Millions of defence personnel and their family members have been deprived of their right to vote in the past because of the existing restrictive conditions about exercising it. The special circumstances of military services were cited as the reason for these restrictions but it has not been convincing. The defence forces’ leadership has been seen to be lukewarm to the idea of facilitation of voting by personnel. Though the principle of the right of defence personnel to vote at their place of posting was accepted as early as 1971, a special order issued the following year allowed them to vote only by postal ballot or by proxy. There has even been criticism that this was because the military leadership wanted to keep the personnel as uninvolved in politics as possible.

Surprisingly, the Election Commission, which has always been keen on exercise of unhindered and maximum exercise of franchise by citizens, had not been very helpful. It needed a prodding by the court which felt EC was too rigid and technical on the matter for it to accept the idea of personnel voting in the constituencies of their own posting. The facility for postal ballots has been difficult and unattractive. A large number of service personnel do not avail of it because there are conditions attached to it also. It denied the personnel the sense of direct involvement in the electoral exercise and made voting a distant action. There have also been complaints that postal ballots sometimes arrived late. The other option, proxy voting, is bad in principle too because it compromises the idea of secret ballot.

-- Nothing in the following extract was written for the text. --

PR #907, opened 2015-10-12
Native 64bits support 

Neverbirth:
Updated the branch to latest changes, and targets development branch instead of the, back then required, fd5 one.

See PR #732 for further details.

With the condition of a three-year tenure at a station having been waived now, service personnel who are posted in a station even in January this year and their family members can vote in the coming elections. They are like other transferable government employees in the matter of voting and can register themselves as general voters. The restriction that politicians should not go canvassing in cantonments is not unreasonable either. As the court noted, the right to vote is a very important constitutional right and it should not be denied to anyone.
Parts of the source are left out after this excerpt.